Okay. So there is a subcontractor who is putting someone to work with that $46k. That's nice, but it is a job which may not last. Like down here when they were building that nice pretty new bridge over the river, those jobs paid well and those people hustled like crazy. They did a great job.

But now it's finished. So where do all those people now go? If there's not another project of similar magnitude, they get laid off. They now collect unemployment, move to other cities to try to find jobs, you name it.

That is the basic flaw of flinging government money at a problem like unemployment: it doesn't last unless the bureacracy becomes entrenched and that begins sucking taxpayer dollars for something that doesn't necessarily provide a constant return. That's why Governor Argentina down here tried to not accept the stimulus money, it sunsets in two years unless the Feds renew it (not bloody likely) or state taxes go up to support the jobs artificially created by this poorly designed stimulus. Meaning it's a temporary Band Aid, or if it gets extended it becomes another entitlement which boots us a bit closer to socialism.

So as I said, once that $46k per job is gone, now what? Where is the constant job creation? It's certainly not in the public sector, there are only so many roads etc to be built. It's better to let the people keep more of their own money which then becomes disposable income which is what really drives the creation of jobs.

HiTempguy
HiTempguy HalfDork
11/7/10 11:29 a.m.
Jensenman wrote: So as I said, once that $46k per job is gone, now what? Where is the constant job creation? It's certainly not in the public sector, there are only so many roads etc to be built. It's better to let the people keep more of their own money which then becomes disposable income which is what really drives the creation of jobs.

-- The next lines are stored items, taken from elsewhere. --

PR #308, opened 2020-06-01
AWS transit gateway

via-jordan-sokolic:
Add support for AWS Transit Gateways to cartography.

Addresses https://github.com/lyft/cartography/issues/303


via-jordan-sokolic:
Will reopen after reviewing the CLA with legal 👍

cartography/intel/aws/ec2/tgw.py
```diff
@@ -0,0 +1,214 @@
+import logging
+
+from .util import get_botocore_config
+from cartography.util import run_cleanup_job
+from cartography.util import timeit
+
+logger = logging.getLogger(__name__)
+
+
+@timeit
```
achantavy, line 10: For the `get_*` functions, can you please add the new `@aws_handle_regions` decorator? See https://github.com/lyft/cartography/blob/cd55965dbe24fcdc10d146328b6e460d197e4670/cartography/util.py#L68.

cartography/intel/aws/ec2/tgw.py
```diff
@@ -0,0 +1,214 @@
...
+def get_tgw_attachments(boto3_session, region):
+    client = boto3_session.client('ec2', region_name=region, config=get_botocore_config())
+    paginator = client.get_paginator('describe_transit_gateway_attachments')
+    tgw_attachments = []
+    for page in paginator.paginate():
+        tgw_attachments.extend(page['TransitGatewayAttachments'])
+    return {"TransitGatewayAttachments": tgw_attachments}
```
achantavy, line 23: With the decorator added, the function is expected to return just a list, so this line would become:
`return tgw_attachments`.

cartography/intel/aws/ec2/tgw.py
```diff
@@ -0,0 +1,214 @@
...
+    for page in paginator.paginate():
+        tgw_vpc_attachments.extend(page['TransitGatewayVpcAttachments'])
+    return {"TransitGatewayVpcAttachments": tgw_vpc_attachments}
+
+
+@timeit
+def load_transit_gateways(neo4j_session, data, region, current_aws_account_id, aws_update_tag):
+    ingest_transit_gateway = """
+    MERGE (ownerAccount:AWSAccount {id: {OwnerId}})
+    ON CREATE SET ownerAccount.firstseen = timestamp(), ownerAccount.foreign = true
```
achantavy, line 40: [comment] Neat, it seems like you really understand the code 👍 ; I am interested if you've seen any foreign accounts here

cartography/intel/aws/ec2/tgw.py
```diff
@@ -0,0 +1,214 @@
...
+
+
+@timeit
+def get_tgw_vpc_attachments(boto3_session, region):
+    client = boto3_session.client('ec2', region_name=region, config=get_botocore_config())
+    paginator = client.get_paginator('describe_transit_gateway_vpc_attachments')
+    tgw_vpc_attachments = []
+    for page in paginator.paginate():
+        tgw_vpc_attachments.extend(page['TransitGatewayVpcAttachments'])
+    return {"TransitGatewayVpcAttachments": tgw_vpc_attachments}
```
achantavy, line 33: Same here about just doing `return tgw_vpc_attachments`

cartography/data/jobs/cleanup/aws_import_tgw_cleanup.json
```diff
@@ -0,0 +1,24 @@
+{
+  "statements": [
+  {
+    "query": "MATCH (n:AWSTransitGateway)-[r:RESOURCE|:SHARED_WITH]-() WHERE r.lastupdated <> {UPDATE_TAG} WITH r LIMIT {LIMIT_SIZE} DETACH DELETE (r) return COUNT(*) as TotalCompleted",
```
achantavy, line 4: [consider] For readability I think it's better to be explicit and match on specific node labels rather than `()`.

I won't block on this though because there's no perf impact and the code isn't doing something that'll create bugs down the road like what I call an "unlabeled delete" where you do something like `match (n)-[:SOME_REL]->(:SomeOtherLabel) detach delete n`. We've gotten really hard to trace bugs due to this in the past.

Anyway, just something to consider.

cartography/intel/aws/ec2/tgw.py
```diff
@@ -0,0 +1,214 @@
...
+
+
+@timeit
+def load_transit_gateways(neo4j_session, data, region, current_aws_account_id, aws_update_tag):
```
achantavy, line 37: Please add integration tests with dummy data so that we know the new nodes are created with the expected relationships. You can copy https://github.com/lyft/cartography/blob/master/tests/integration/cartography/intel/aws/test_eks.py.

via-jordan-sokolic:
Thanks for reviewing @achantavy, I'll incorporate your notes and update soon.

cartography/intel/aws/ec2/tgw.py
```diff
@@ -0,0 +1,214 @@
...
+    ON CREATE SET ownerAccount.firstseen = timestamp(), ownerAccount.foreign = true
+    SET ownerAccount.lastupdated = {aws_update_tag}
+
+    MERGE (tgw:AWSTransitGateway {id: {TgwId}, arn: {ARN}})
+    ON CREATE SET tgw.firstseen = timestamp()
+    SET tgw.ownerid = {OwnerId}, tgw.state = {State},
+    tgw.description = {Description},
+    tgw.region = {Region},
+    tgw.lastupdated = {aws_update_tag}
+
```
sachafaust, line 49: add WITH tgw

cartography/intel/aws/ec2/tgw.py
```diff
@@ -0,0 +1,214 @@
...
+            TransitGatewayId=tgw["TransitGatewayId"],
+            AWS_ACCOUNT_ID=current_aws_account_id,
+            aws_update_tag=aws_update_tag,
+        )
+
+
+@timeit
+def load_tgw_attachments(neo4j_session, data, region, current_aws_account_id, aws_update_tag):
+    ingest_transit_gateway = """
+    MERGE (tgwa:AWSTransitGatewayAttachment{id: {TgwAttachmentId}})
```
sachafaust, line 100: q: are we sure TgwAttachementId will be unique across AWS accounts? unless specified in the api doc, I would assume not.

docs/schema/aws.md
```diff
@@ -24,66 +24,70 @@
   - [Relationships](#relationships-7)
 - [AWSPrincipal::AWSRole](#awsprincipalawsrole)
   - [Relationships](#relationships-8)
-- [AWSVpc](#awsvpc)
+- [AWSTransitGateway](#awstransitgateway)
```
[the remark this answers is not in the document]
via-jordan-sokolic: The doc seemed to be in alphabetical order, so I tried to keep within that order, but if you think it would be better to move it to the bottom I'll do that.

cartography/data/jobs/cleanup/aws_import_tgw_cleanup.json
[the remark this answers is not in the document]
via-jordan-sokolic: Makes sense. 100% due to my lack of familiarity with Cypher. Thanks for pointing that out @sachafaust

cartography/intel/aws/ec2/tgw.py
```diff
@@ -0,0 +1,214 @@
...
+
+
+@timeit
+def load_transit_gateways(neo4j_session, data, region, current_aws_account_id, aws_update_tag):
+    ingest_transit_gateway = """
+    MERGE (ownerAccount:AWSAccount {id: {OwnerId}})
+    ON CREATE SET ownerAccount.firstseen = timestamp(), ownerAccount.foreign = true
+    SET ownerAccount.lastupdated = {aws_update_tag}
+
+    MERGE (tgw:AWSTransitGateway {id: {TgwId}, arn: {ARN}})
```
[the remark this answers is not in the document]
via-jordan-sokolic: re: global uniqueness, not sure about Transit Gateway IDs but ARNs are globally unique, so I guess merging on the ARN alone is fine.

cartography/intel/aws/ec2/tgw.py
via-jordan-sokolic: I'm going to assume that it is, and even if it isn't, it would be astronomically unlikely that we'd have an overlap in our domain of inter-connected AWS accounts. We've built all of our infrastructure so far with this assumption and haven't had any problems, so I hope I'm right!

cartography/intel/aws/ec2/tgw.py
via-jordan-sokolic: will do

cartography/intel/aws/ec2/tgw.py
via-jordan-sokolic: Ha, I tried 😆 
re: foreign accounts, not in our case since we only use TGW attachments across our accounts, but I added it to support the case of cross-organization transit gateway attachments.

cartography/data/jobs/cleanup/aws_import_tgw_cleanup.json
via-jordan-sokolic: Good point. Those single-line queries were just getting really long. I'd even consider switching to YAML for the cleanup queries, so you could take advantage of line folding:
```yaml
statements:
- query: |
    MATCH (n:AWSTransitGateway)-[r:RESOURCE|:SHARED_WITH]-()
    WHERE r.lastupdated <> {UPDATE_TAG} 
    WITH r 
    LIMIT {LIMIT_SIZE} DETACH DELETE (r) return COUNT(*) as TotalCompleted
  iterative: true
  iteration_size: 100
```

cartography/intel/aws/ec2/tgw.py
via-jordan-sokolic: Added some basic tests just checking that TGWs and TGW attachments are added.

cartography/intel/aws/ec2/tgw.py
sachafaust: I like to see the foreign attribute being used and happy that it's used if understood. The question I have on this is are we potentially adding foreign = true to an account we just haven't sync yet but scheduled to be sync later in the flow?

Should we use the foreign flag during post sync analysis vs during ingestion?

cartography/intel/aws/ec2/tgw.py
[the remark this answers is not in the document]
sachafaust: I agree. we have a general to merge on what will be come the internal id in the graph (arn) in this case. using that approach, you would have to created specific attribute for the transit gateway id from aws (ie twgid) and update documentation. It's a cautious to avoid collisions which are hard to find in large graph.

cartography/intel/aws/ec2/tgw.py
sachafaust: could be, image some that are merging 20-30K accounts like my team aims for now. Collisions of that kind are very hard to spot and often found during incident/urgency.

cartography/intel/aws/ec2/tgw.py
sachafaust: I actually introduced the same bug initially in :) https://github.com/lyft/cartography/blob/ae6c790c9a799f381b19945a9d2902b6ac5c3ecd/cartography/intel/aws/ec2/vpc_peering.py#L84 . I think this deserve a post sync analysis vs doing it at different stages.

sachafaust: I add new bug https://github.com/lyft/cartography/issues/350 to track the foreign account. Feel free to push your code with it.I'll address it in a generic way and cleanup instances.

via-jordan-sokolic: Thanks @sachafaust. While we don't have any foreign accounts attached through TGW we do have a couple of foreign accounts peered through PCX. Since we are running cartography with `--aws-sync-all-profiles` with all org accounts in the boto config, foreign accounts really are non-org accounts for us, so this code works as expected.

cartography/intel/aws/ec2/tgw.py
via-jordan-sokolic: 20-30K 😮 how long does cartography take to run on such a huge deployment?

I really think it's exceedingly unlikely to find a collision among roughly 10e+4 objects with a 17-character hex ID providing ~ 10e+20 unique IDs.
The TGW attachment API does not return an ARN but I suppose if we really wanted to we can construct one from all given info, e.g., `f'arn:aws:ec2:{aws_region}:{ResourceOwnerId}:transit-gateway-attachment/tgw-attach-0f0f0f0f0f0f0f0f0`
(side note, I didn't find any reference to the ARN structure for a TGW attachment in AWS API docs, so I made one up)

sachafaust: Tks for clarifying so we can rely on it for the id field. For scanning large # of account, it requires a different pipeline, you can sync them in parallel but Cartography doesn't support it. Might be something we contribute back.

sachafaust:
@achantavy I'm good with the PR on my end. I'll let you approve since you have change request pending.

cartography/intel/aws/ec2/tgw.py
```diff
@@ -0,0 +1,223 @@
...
+
+
+@timeit
+def load_transit_gateways(neo4j_session, data, region, current_aws_account_id, aws_update_tag):
+    ingest_transit_gateway = """
+    MERGE (ownerAccount:AWSAccount {id: {OwnerId}})
+    ON CREATE SET ownerAccount.firstseen = timestamp(), ownerAccount.foreign = true
+    SET ownerAccount.lastupdated = {aws_update_tag}
+
+    MERGE (tgw:AWSTransitGateway {arn: {ARN}})
```
achantavy, line 48: Can we change this to
```
MERGE (tgw:AWSTransitGateway {id: {ARN}})  // see note 1
ON CREATE SET tgw.arn = {ARN},             // see note 2
...
SET tgw.tgw_id = {TgwId}                   // see note 3
```
?

Note 1: I realize cartography is inconsistent in this handling of IDs, but we're trying to standardize now on using `id` as the main identifier.

Note 2: tgw.arn will be equivalent to tgw.id. This is so that the user will use `id` as the unique identifier and know that `arn` was used to derive that identifier.

Note 3: It is also helpful to include an asset identifier like TGW ID separately

cartography/intel/aws/ec2/tgw.py
```diff
@@ -0,0 +1,223 @@
...
+        )
+        _attach_shared_transit_gateway(
+            neo4j_session, tgw, region, current_aws_account_id, aws_update_tag,
+        )
+
+
+@timeit
+def _attach_shared_transit_gateway(neo4j_session, tgw, region, current_aws_account_id, aws_update_tag):
+    attach_tgw = """
+    MERGE (tgw:AWSTransitGateway {arn: {ARN}})
```
achantavy, line 85: See my other note about IDs.

cartography/intel/aws/resourcegroupstaggingapi.py
```diff
@@ -41,6 +41,11 @@ def get_bucket_name_from_arn(bucket_arn):
     'ec2:security-group': {'label': 'EC2SecurityGroup', 'property': 'id', 'id_func': get_short_id_from_ec2_arn},
     'ec2:subnet': {'label': 'EC2Subnet', 'property': 'subnetid', 'id_func': get_short_id_from_ec2_arn},
     'ec2:vpc': {'label': 'AWSVpc', 'property': 'id', 'id_func': get_short_id_from_ec2_arn},
+    'ec2:transit-gateway': {'label': 'AWSTransitGateway', 'property': 'id', 'id_func': get_short_id_from_ec2_arn},
```
achantavy, line 44: First of all I am very very impressed you were able to use this :-)

With the suggested change regarding IDs above, we can change this to 

```
'ec2:transit-gateway': {'label': 'AWSTransitGateway', 'property': 'id',},
```

cartography/intel/aws/resourcegroupstaggingapi.py
```diff
@@ -41,6 +41,11 @@ def get_bucket_name_from_arn(bucket_arn):
...
+    'ec2:transit-gateway-attachment': {
+        'label': 'AWSTransitGatewayAttachment', 'property': 'id',
+        'id_func': get_short_id_from_ec2_arn,
```
achantavy, line 47: Similar idea here: we should remove `id_func`.

In fact, I don't think `get_short_id_from_ec2_arn()` was meant for strings like the TGW IDs here. There's no observed bug because `get_short_id_from_ec2_arn("tgw-0123456789abcdef0")` will still return `"tgw-0123456789abcdef0"`, but if we're not careful in the future another PR could introduce a side effect and produce a hard to track down bug.

cartography/intel/aws/resourcegroupstaggingapi.py
via-jordan-sokolic: Ha, TBH I hadn't used this API before. Took a bit of reading but it's super convenient!

cartography/intel/aws/resourcegroupstaggingapi.py
via-jordan-sokolic: Will do

cartography/intel/aws/ec2/tgw.py
via-jordan-sokolic: Implemented in bebf6a0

Wouldn't it be cool if everyone that paid taxes just received a cheque instead of bailing out companies? I wonder what that would have done...

Edit- I would also like to point out that this thread started about health care, just so everyone remembers.

Jensenman
Jensenman SuperDork
11/7/10 3:45 p.m.

Why, yes. Yes, it did. And I got sorta smacked upside the head for pointing that out (check the top of this page).

TRoglodyte
TRoglodyte HalfDork
5/30/11 9:51 p.m.

AAAAAAAAAAAAAnd canoe, for your elightenment and entertainment.